The human domestication process was intended to weed out all of your bad traits. It was suppose to work as a process to tame your primal instincts and wild nature. It was a means of giving the ego self-restraint. So, when it starts to bark or bite, you can just place a muzzle over it and pretend it doesn’t exist.

However, this kind of behavior has resulted in suppression. This causes the ego to become much stronger. Then the ego will start to act out by defecating on the living room floor, leaving you to reprimand it when it loses control. You need to train the ego to control itself. Besides, the whole point of being socially domesticated is to learn how to clean up your doo-doo.
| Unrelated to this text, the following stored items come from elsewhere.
Issue #1289, opened 2018-10-23
creating snapshot does not check for name conflict


agrover:
A tester reports:

When creating snapshot with the same name as previously created snapshot, the
snapshot is created. This produces name conflict in metadata and prevents any
further listing on any stratis part (blockdev, pool, fs). Restarting stratisd
does not load the whole pool because of metadata name conflict. Manual cleanup
is needed to fix this.

PR #1294, opened 2018-10-23
Snapshot dupe name check

tasleson:
Ensure that the file system snap shot name doesn't already exist in the existing file system names.

Fixes: https://github.com/stratis-storage/stratisd/issues/1289


tasleson:
Rebased

PR #1297, opened 2018-10-25
Ensure total cache size is less than 32 TiB

### LINKED ISSUE #1292: stratisd fails when cache grows to ~40TiB
A tester reports:

Adding lots of cache to pool and listing pools results in stratisd process stuck and unkillable. The addition fails with ENOSPC somewhere around 40T, it seems the pool runs out of metadata, device mapper dm_cache_resize fails with -28 error. At this point it is possible to restart stratisd service, but the pool will not come online. But if user tries to list pools with 'stratis pool', the command itself fails, because it gets no response. At this point the stratisd process is stuck and unkillable even by SIGKILL. 'systemctl stop stratisd' leads to hung task timeout calltraces, stratisd process persists.

agrover:
This is a short-term fix until we can support growing the cache metadata
device, or rebuilding the cache from scratch.

Does not limit the number or size of devices that can be added to the
cache tier, but constrains their use to a max of 32 TiB.

fixes #1292

### DIFF
--- a/src/engine/strat_engine/backstore/backstore.rs
+++ b/src/engine/strat_engine/backstore/backstore.rs
@@ -10,7 +10,7 @@ use std::path::{Path, PathBuf};
 
 use chrono::{DateTime, Utc};
 
-use devicemapper::{CacheDev, Device, DmDevice, LinearDev, Sectors};
+use devicemapper::{CacheDev, Device, DmDevice, LinearDev, Sectors, IEC, SECTOR_SIZE};
 
 use stratis::{ErrorEnum, StratisError, StratisResult};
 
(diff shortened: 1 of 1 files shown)


tasleson:
@agrover I think we should re-base this

agrover:
> EDIT: Yes, on further reflection I think it makes more sense to return an error if an effort is made to add more cache device than the metadata can handle, and that should be done in the cache tier module. Fewer surprises all around.

Ok, if you think so. Can you put together a PR that does this, asap?

agrover:
Based on the above, I'm going to close this PR and #1300.

PR #1299, opened 2018-10-29
Some tidies

mulkieran:
Two minor fixes to #1294. I'm putting it at 1.0.1 since #1294 was 1.0.1.


mulkieran:
If it passes tests, it qualifies as trivial.

agrover:
LGTM, merging as trivial.

PR #1300, opened 2018-10-29
Agrover issue 1292

mulkieran:


agrover:
against a now-moot PR, taking a different approach, closing.

Issue #1293, opened 2018-10-23
Handle cache tiers beyond ~40TiB


agrover:
see #1292, very large cache tiers run into trouble. stratisd should do what needs to be done (maybe blow away existing cache, increase block size, and recreate cache?) if given more than 40 TiB.

PR #1302, opened 2018-10-30
Limit the size of the cache sub-device

mulkieran:
Resolves: #1292.

The better solution is to learn to dynamically expand the cache sub-device, see #1293. This is just a way to place a restriction on the use of stratisd, for safety.


mulkieran:
This is not quite ready yet.

mulkieran:
It is very hard for me to come up with a Jenkins test that would test this functionality specifically, due to the large sizes required, so I'm putting it up for review as is.

PR #1414, opened 2019-01-18
Set fast-finish to true

mulkieran:
Build is marked as finished as soon as all required tasks complete, i.e.,
the allowed failures are not waited for.

### DIFF
--- a/.travis.yml
+++ b/.travis.yml
@@ -14,6 +14,7 @@ addons:
 language: rust
 
 matrix:
+    fast-finish: true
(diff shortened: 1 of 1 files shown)


mulkieran:
rebased.

mulkieran:
I'm merging this now as I don't think anybody cares. I expect it would have been the default if Travis had thought of it when they thought of allowed failures. Why wait for allowed failures to complete when they don't affect the summary value anyway?

PR #1416, opened 2019-01-23
Get rid of a redundant assertion in a test

mulkieran:


mulkieran:
rebased.

mulkieran:
mergify is not working at all, already approved by one person, I don't think anybody would argue that this change isn't trivially correct, so merging.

Sadly, if your ego doesn’t understand right from wrong, you’re probably going to be knee deep in it!

3. You can master the process of ego destroying by choosing not to be overly defensive.
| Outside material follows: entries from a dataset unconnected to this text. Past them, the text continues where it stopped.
PR #1418, opened 2019-01-23
Use v2 of mergify configuration syntax

mulkieran:
V1 will become unsupported at the end of January.

### DIFF
--- a/.mergify.yml
+++ b/.mergify.yml
@@ -1,12 +1,13 @@
-rules:
-  default:
-    disabling_label: "do not merge"
-    protection:
-      required_status_checks:
-        strict: true
-        contexts:
-          - continuous-integration/travis-ci
-          - stratisd
-          - cli-with-stratisd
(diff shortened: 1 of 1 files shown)


mulkieran:
It's trivial assuming that we trust the mergify developers to convert properly.

mulkieran:
> Did we want to try out using `rebase` for `method`?

I think it makes most sense just to merge this PR as is before Jan 31 arrives (assuming that there is interest in continuing to use mergify), so that our CI doesn't break on that day or the subsequent.

Then we can approach changing the policy in a separate PR, which would have a less strict deadline.

It also might not be so simple; according to my initial reading, the important key is ```strict_method```, not ```method```.

mulkieran:
I would have expected it to auto-merge. I'm taking a look to see why not.

mulkieran:
It doesn't auto merge via mergify because it is a change to the mergify configuration. merging by hand.

PR #1420, opened 2019-01-28
Add pr to end of Travis build

mulkieran:
So that it will match.


mulkieran:
This is already tested in devicemapper, so might as well merge right now. It's funny, the name of the Travis tasks changes when it starts actually running, and that's when it gets the "pr" suffix. But that's what has to be matched on. Perhaps mergify started matching more precisely w/ new version.

Issue #1291, opened 2018-10-23
Unclear error message when trying to add an existing member as cache dev


agrover:
It looks like this has the proper behavior -- attempting to add a data dev already in a pool as a cache dev fails, whereas trying to (re)add it as a data dev idempotently succeeds. But the error message is not great. It would be better if it said something about the blockdev already being a member of the pool, but in a different tier.

```
# stratis pool create test_pool /dev/sdj
# stratis pool add-cache test_pool /dev/sdj
Execution failure caused by:
ERROR: Device /dev/sdj with pool UUID is unknown to pool
# stratis blockdev
Pool Name  Device Node    Physical Size   State  Tier
test_pool  /dev/sdj            9.10 TiB  In-use  Data
# stratis pool add-data test_pool /dev/sdj
# stratis blockdev
Pool Name  Device Node    Physical Size   State  Tier
test_pool  /dev/sdj            9.10 TiB  In-use  Data
```

agrover:
Not adding to 1.0.1 because code has correct behavior other than the error message returned.

jkrysl:
Doing the vice versa operation shows the same result:
# stratis pool create test_pool /dev/sda
# stratis pool add-cache test_pool /dev/sdb
# stratis pool add-data test_pool /dev/sdb
Execution failure caused by:
ERROR: Device /dev/sdb with pool UUID is unknown to pool

mulkieran:
When we initialize a new set of devices we pass to the initialize method the uuids of the devices that the currently being addressed tier owns. In order to correctly identify it as a member in good standing of the opposite tier, a fair amount of restructuring would have to be done. However, the error message itself can be improved to indicate that there is a possibility that the device belongs to the opposite tier.

mulkieran:
Blocked by https://github.com/stratis-storage/project/issues/51, at least partially.

PR #1429, opened 2019-02-06
Precondition check for block device usage

tasleson:
Check that a block device isn't already in use for the engine.

This works, but isn't ideal as the engine caller needs to validate
block device preconditions instead of the calls themselves. This occurs
as we don't have the entire engine context known when we are executing
code for a specific pool for example.  The following additional approaches
were attempted.

* We cannot pass the engine to the calls that need it as it is already
  borrowed mutably.
* Refactor the interface, so that we call methods on the engine instead of
  dispatching to the individual items contained in the engine, this results
  in the engine knowing too much of the internals of the pool.

Addresses: https://github.com/stratis-storage/stratisd/issues/1291

### DIFF
--- a/src/dbus_api/pool.rs
+++ b/src/dbus_api/pool.rs
@@ -209,11 +209,19 @@ fn add_blockdevs(m: &MethodInfo<MTFn<TData>, TData>, tier: BlockDevTier) -> Meth
         .get(object_path)
         .expect("implicit argument must be in tree");
     let pool_uuid = get_data!(pool_path; default_return; return_message).uuid;
+    let blockdevs = devs.map(|x| Path::new(x)).collect::<Vec<&Path>>();
+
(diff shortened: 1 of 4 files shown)


mulkieran:
Note: Trying to characterize the problem. It first showed up because someone tried to add a device to the cache tier of one pool, but that was already being used by the data tier of the same pool. The behavior, not adding, was correct, but the error message, ```"Device {} with pool UUID is unknown to pool"``` was unhelpful. What would happen now if the device belonged to a wholly different pool? The behavior would be the same, but the error message would be a good deal more helpful: ```"Device {} already belongs to Stratis pool {}"```.

mulkieran:
I don't think we should add a parallel mechanism for checking ownership of devices. We already have one built on a mix of udev and other stuff. We should try to work within that, if possible.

So, what happens when someone smells it and calls you out on your stuff? You revert back to your primal instincts. You devolve into your natural, uncivilized state where all problems were fixed with one simple solution: Kill! If you feel threatened by someone’s ideas or presence, you have to kill. If you are sexually attracted to someone and the feeling is not reciprocated, you have to kill. If someone makes you feel weak, feeble, and insecure, you have to kill. Your ego wants to kill anyone and everyone who makes you feel bad. Suppression causes the ego to spiral out of control. Negative energy will always be released when presented with the right opportunity.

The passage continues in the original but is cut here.